### Task:
Beneath this instruction is a block of data; output from it exactly the lines that run from the one containing "[Why prefer_alias is" through the one containing "Bump! Any thoughts on this?", inclusive.

### Data records:
PR #7121, opened 2019-06-10
Allow safe-navigation in ternary conditions without parenthesis

timon:
When enforced style is `require_parenthesis_if_complex`, the following
code is considered valid:

```ruby
  foo = bar.baz? ? a : b
```
But safe navigation operator produces an offence.
This commit makes the following code also acceptable:

```ruby
  foo = bar&.baz ? a : b
```
-----------------

* [x] Added tests.

### DIFF
--- a/spec/rubocop/cop/style/ternary_parentheses_spec.rb
+++ b/spec/rubocop/cop/style/ternary_parentheses_spec.rb
@@ -266,6 +266,10 @@ RSpec.describe RuboCop::Cop::Style::TernaryParentheses, :config do
       it_behaves_like 'code with offense',
                       'foo = bar or (baz) ? a : b',
                       'foo = bar or baz ? a : b'
+
+      it_behaves_like 'code with offense',
+                      'foo = (bar&.baz) ? a : b',
+                      'foo = bar&.baz ? a : b'
     end
 
     context 'with a complex condition' do
--- a/CHANGELOG.md
+++ b/CHANGELOG.md
@@ -4,6 +4,7 @@
 
 ### Bug fixes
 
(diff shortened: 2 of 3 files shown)


koic:
It is difficult to define simple condition and complex condition. It may be better for offense to occur because `foo&.bar` is a conditional expression similar to `foo && bar`.
But I think this PR is valid because `foo[:bar]` has no offense. It is also shown as simple condition in the test cases as a symbolic syntax.

spec/rubocop/cop/style/ternary_parentheses_spec.rb
```diff
@@ -266,6 +266,9 @@
       it_behaves_like 'code with offense',
                       'foo = bar or (baz) ? a : b',
                       'foo = bar or baz ? a : b'
+
+      it_behaves_like 'code without offense',
+                      'foo = bar&.baz ? a : b'
```
koic: It may be consistent with other test cases if a test case is written as follows.

```diff
diff --git a/spec/rubocop/cop/style/ternary_parentheses_spec.rb b/spec/rubocop/cop/style/ternary_parentheses_spec.rb
index f0438b723..9ef7e6254 100644
--- a/spec/rubocop/cop/style/ternary_parentheses_spec.rb
+++ b/spec/rubocop/cop/style/ternary_parentheses_spec.rb
@@ -267,7 +267,8 @@ RSpec.describe RuboCop::Cop::Style::TernaryParentheses, :config do
                       'foo = bar or (baz) ? a : b',
                       'foo = bar or baz ? a : b'

-      it_behaves_like 'code without offense',
+      it_behaves_like 'code with offense',
+                      'foo = (bar&.baz) ? a : b',
                       'foo = bar&.baz ? a : b'
     end
```

timon: Hi @koic, I have force-pushed the suggested change

bbatsov:
Thanks!

Issue #4193, opened 2017-03-28
Why prefer_alias is the enforced style in Style/Alias


Ana06:
In the [Ruby Style guide](https://github.com/bbatsov/ruby-style-guide#alias-method) it is said:

> Always use alias_method when aliasing methods of modules, classes, or singleton classes at runtime, as the lexical scope of alias leads to unpredictability in these cases.

Then, why `prefer_alias` is the enforced style in Style/Alias? I think the enforced style should be `prefer_alias_method`

bbatsov:
Because there it also says https://github.com/bbatsov/ruby-style-guide#alias-method-lexically :-)

Drenmi:
This comes up often enough (I mentioned it here #3619) that it deserves its own FAQ entry. 😅

Issue #3619, opened 2016-10-14
Default configuration of `Style/Alias` doesn't match the style guide recommendation


Drenmi:
Our default configuration has the following:

```yaml
# config/default.yml
Style/Alias:
  EnforcedStyle: prefer_alias
```

but the [style guide](https://github.com/bbatsov/ruby-style-guide#alias-method) recommends:

> Always use alias_method when aliasing methods of modules, classes, or singleton classes at runtime, as the lexical scope of alias leads to unpredictability in these cases.

Not sure how many people we might surprise by changing it now, though. 😅

bbatsov:
I would disagree. See the other `alias` rule in the styleguide - it's never really clear if someone is going to extend a class or not, so I think that using `alias` by default makes a lot of sense. There were a ton of lengthy discussions about this here and in the style guide's issue tracker.

Drenmi:
My bad. Only searched the document for `alias_`, and missed the previous part. Closing. 😀

PR #7129, opened 2019-06-12
Point to "Alias Method Lexically"

vfonic:
* for clearer understanding why `alias` is default over `alias_method`

### Background

After getting the rubocop `Style/Alias` error, I clicked on the link suggested in the error message:
> Style/Alias: Use alias instead of alias_method in a module body. (https://github.com/rubocop-hq/ruby-style-guide#alias-method)

The link only confused me more, as it suggests using `alias_method` (but the cop reports that `alias` should be used instead).

After the little trip down the rabbit hole, I found couple of issues of other developers asking the same question: 
[Why prefer_alias is the enforced style in Style/Alias #4193
](https://github.com/rubocop-hq/rubocop/issues/4193)
[Default configuration of `Style/Alias` doesn't match the style guide recommendation #3619
 ](https://github.com/rubocop-hq/rubocop/issues/3619)

So, I think it's better to point to the anchor above `#alias-method`, that instead suggests that `alias` should be used (as is the cop's default).

NOTE: I didn't add an entry to CHANGELOG. Let me know if I should (it IS a user-observable change)

-----------------

* [x] Added tests.

### DIFF
--- a/config/default.yml
+++ b/config/default.yml
@@ -2126,7 +2126,7 @@ Style/AccessModifierDeclarations:
 
 Style/Alias:
   Description: 'Use alias instead of alias_method.'
-  StyleGuide: '#alias-method'
+  StyleGuide: '#alias-method-lexically'
   Enabled: true
   VersionAdded: '0.9'
   VersionChanged: '0.36'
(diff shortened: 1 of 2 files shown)


vfonic:
I just rebased this on top of `master` and rerun `bundle exec rake default` to get the `manual/cop_style.md` to point to rubystyle.guide website

vfonic:
Bump! Any thoughts on this?

I think this could remove some of the confusion.

bbatsov:
I agree. Thanks!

### Solution to the problem:
[Why prefer_alias is the enforced style in Style/Alias #4193
](https://github.com/rubocop-hq/rubocop/issues/4193)
[Default configuration of `Style/Alias` doesn't match the style guide recommendation #3619
 ](https://github.com/rubocop-hq/rubocop/issues/3619)

So, I think it's better to point to the anchor above `#alias-method`, that instead suggests that `alias` should be used (as is the cop's default).

NOTE: I didn't add an entry to CHANGELOG. Let me know if I should (it IS a user-observable change)

-----------------

* [x] Added tests.

### DIFF
--- a/config/default.yml
+++ b/config/default.yml
@@ -2126,7 +2126,7 @@ Style/AccessModifierDeclarations:
 
 Style/Alias:
   Description: 'Use alias instead of alias_method.'
-  StyleGuide: '#alias-method'
+  StyleGuide: '#alias-method-lexically'
   Enabled: true
   VersionAdded: '0.9'
   VersionChanged: '0.36'
(diff shortened: 1 of 2 files shown)


vfonic:
I just rebased this on top of `master` and rerun `bundle exec rake default` to get the `manual/cop_style.md` to point to rubystyle.guide website

vfonic:
Bump! Any thoughts on this?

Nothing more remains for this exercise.